Hispanics make life in U.S.
Immigrants struggle to adjust to new culture
By Mary Frances Czarsty, assistant news editor
Posted on September 14, 2006
At 19 years old, Janeth Reyes Jimenez left the familiarity of her friends, her home and her family to travel alone through the desert of Mexico to come to the United States. Her story is the kind students read about and discuss in GANTH 195, but is one that hits closer to home than some might expect.
“I traveled mostly alone,” Jimenez said of her one-month-long trip on foot from Oaxaca, Mexico, to the United States. She walked to Arizona, where she met her two older brothers to drive to Harrisonburg. “I hardly had any food or water in the desert. It was a very long trip,” she said.

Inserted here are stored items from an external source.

PR #1160, opened 2023-09-01
Fix card width in product finder for desktop to address translations

### LINKED ISSUE #1113: The product finder is using shared data for front and backend operations
The product finder is still using shared data for front and backend operations. Ideally, this should be split. Categories in step 2 cannot be translated without breaking functionality.

On step three no products are displayed. This appears to be caused by another mismatch between translated and untranslated data.

In /blocks/product-finder/product-finder.js

async function stepThree(e) {
…
let category = getTabTitle(e.target);
const originalCategory = category;
…
const categoryData = categories.find(
  (c) => c.category === originalCategory && c.type === originalType,
);

The “category” value retrieved from the “getTabTitle” function is translated. Later on this value is compared to categories directly from the json, which is untranslated. In order for the last step to work the tab title (data-title attribute) should be in English while the displayed text (span.icon-title) is translated.

**Note: This is an issue pointed out by Transperfect and needs to be fixed by Adobe Team.**

alexcarol:
Fix #1113

Test URLs:
How to test: select Instruments > Cellular Imaging systems
- Before: https://main--moleculardevices--hlxsites.hlx.page/product-finder
- After: https://issue-1113--moleculardevices--hlxsites.hlx.page/product-finder
- Before german: https://dede-hlxsites-moleculardevices.onelink-translations.com/product-finder
- After german: https://issue-1113-de--moleculardevices--hlxsites.hlx.page/product-finder

### DIFF
--- a/blocks/product-finder/product-finder.css
+++ b/blocks/product-finder/product-finder.css
@@ -441,10 +441,6 @@
     width: 300px;
   }
 
-  .product-finder-container #step-3 .card-caption .button-container {
-    margin-bottom: 0;
-  }
-
   .product-finder-container #step-3 .card-caption .compare-button {
     margin-top: 7px;
   }
--- a/blocks/product-finder/product-finder.css
+++ b/blocks/product-finder/product-finder.css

According to Steve Camarota, director of the Center for Immigration Studies, the nation’s foreign-born and immigrant population reached a new record of more than 35 million in March 2005.

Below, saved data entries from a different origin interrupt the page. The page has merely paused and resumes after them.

PR #1180, opened 2023-09-11
fb posts

dev-rajneeshkumar:

Fix #<gh-issue-id>

Test URLs:
- Before: https://main--moleculardevices--hlxsites.hlx.page/lab-notes
- After: https://socialimedia--moleculardevices--hlxsites.hlx.page/lab-notes

### DIFF
--- a/blocks/embed/embed.css
+++ b/blocks/embed/embed.css
@@ -29,6 +29,10 @@ main .embed > div {
   justify-content: center;
 }
 
+main .embed.embed-facebook > div{
+  display: block;
+}
+
 main .embed.video > div {
   display: block;
 }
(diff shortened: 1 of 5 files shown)


mhaack (commented):
While this works, I think this should be better done via the embed block we already have. This can already handle multiple externe embeds and the Facebook feed can be added here.

dev-rajneeshkumar:
> While this works, I think this should be better done via the embed block we already have. This can already handle multiple externe embeds and the Facebook feed can be added here.

Thanks for your comments @mhaack , we have updated the code via embed. Please review and approve.

mhaack (approved):

PR #1193, opened 2023-09-13
feat: disable delay.js and footer loading for /cp-request call

### LINKED ISSUE #1187: GA & GTM - filter cp-request traffic
Request from Business:

Since migrating to Adobe we've seen a high volume of traffic going to the pages that contain "cp-request". Attached is the GA page report showing pageviews to URLs containing "cp-request" have increased starting in August. Please filter out these pages from our GA so the traffic generated is not shown so we don't mislead our reporting. 
Secondly, we need to look in GTM and add a trigger to exclude the GA script from firing on these pages so we don't experience future traffic. 
Please confirm once completed. 
[Analytics Molecular Devices Filtered View Minus Softmax Pro Pages 20230701-20230911.pdf](https://github.com/hlxsites/moleculardevices/files/12594666/Analytics.Molecular.Devices.Filtered.View.Minus.Softmax.Pro.Pages.20230701-20230911.pdf)

mhaack:
Fix #1187

Test URLs:
- Before: https://main--moleculardevices--hlxsites.hlx.page/cp-request
- After: https://cp-request--moleculardevices--hlxsites.hlx.page/cp-request?STYXKEY_PortalUserRole=cplogout

### DIFF
--- a/scripts/scripts.js
+++ b/scripts/scripts.js
@@ -952,26 +952,28 @@ async function loadLazy(doc) {
 
   await loadBlocks(main);
 
-  enableStickyElements();
+  if (!window.location.pathname.startsWith('/cp-request')) {
+    enableStickyElements();
 
-  const { hash } = window.location;
-  const element = hash ? doc.getElementById(hash.substring(1)) : false;
-  if (hash && element) element.scrollIntoView();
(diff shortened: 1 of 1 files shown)


lydiapuric (approved):
+1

Census Bureau data show that between January 2000 and March 2005, 7.9 million new immigrants settled in this country, making it the highest five-year period in American history. Nearly half of this number is estimated to be illegal aliens.

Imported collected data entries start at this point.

PR #1262, opened 2023-10-27
use .target to populate rum

MarquiseRosier:
This ensures rum data passes through

https://moleculardevices.com


mhaack:
@MarquiseRosier we also have `rfqRUM.type = hubSpotQuery.requested_qdc_discussion__c;` would we need to adjust that as well?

Rockingham County and Harrisonburg saw this increase especially in regards to the Hispanic community. The U.S. Census found that while the combined city and county population rose only 3.3 percent from 2000 to 2005, the Hispanic population increased 38.5 percent.
Job incentive is often cited as the primary reason to immigrate, and Jimenez agreed. “I came to find a job to make money for myself and to send home to my family,” she said.
The transition to life in town wasn’t easy, she said, because she had to deal with the language barrier before finding her current job at a fast-food restaurant in town.
“The hardest part was not speaking the language. I watched a lot of television and talked to my sister-in-law to practice, because she is an American,” Jimenez said.
JMU used to have a program through the Center for Career Advancement designed to help people like Jimenez with their language skills. The center had contracts with local poultry plants to go in and teach. But the center had to discontinue the program three years ago because the plants did not renew the contracts.
Center Director Shelvy Williams said, “We had big buses with computers on them that we would take to poultry plants, and we worked with Hispanic workers to improve their English.”
Williams said she thought the end of the program had to do with the management of the plants. “The workers were still getting paid while they studied with us, and I don’t think management was willing to give up the labor time anymore,” she said.
While Jimenez has her paperwork filed to work in the United States temporarily, the fact that many illegal aliens live in Harrisonburg is an issue citizens want to address.
“We’re having a speaker come the first weekend in October to present information on illegal and legal immigration,” Harrisonburg City Councilman Charles Chenault said. “It’s a hot- button issue for many of our citizens.”
Jimenez’s boss, Lisa Cox, said a lot of immigration laws simply don’t make sense to her. “If you come from overseas, it’s so much easier to become a citizen,” she said. “It’s like they have more rights than someone from Mexico.”
One of Jimenez’s older brothers has been working on his citizenship for two years now, and his status is still pending. “He married an American, and he has a lawyer, but every month comes and goes with no citizenship,” she said.
Cox speculated that the amount of red tape necessary to gain citizenship is a major factor to why many choose to remain here illegally. “It’s just too long and difficult of a process,” she said. “It doesn’t surprise me at all they would choose to stay illegal.”
It has been three years since Jimenez trekked to the United States She says she is happy here, but hopes to save up enough money to return soon to Mexico. “It’s just different here. Different language, different kinds of people,” she said. “I want to go home and go back to school to become a veterinarian.”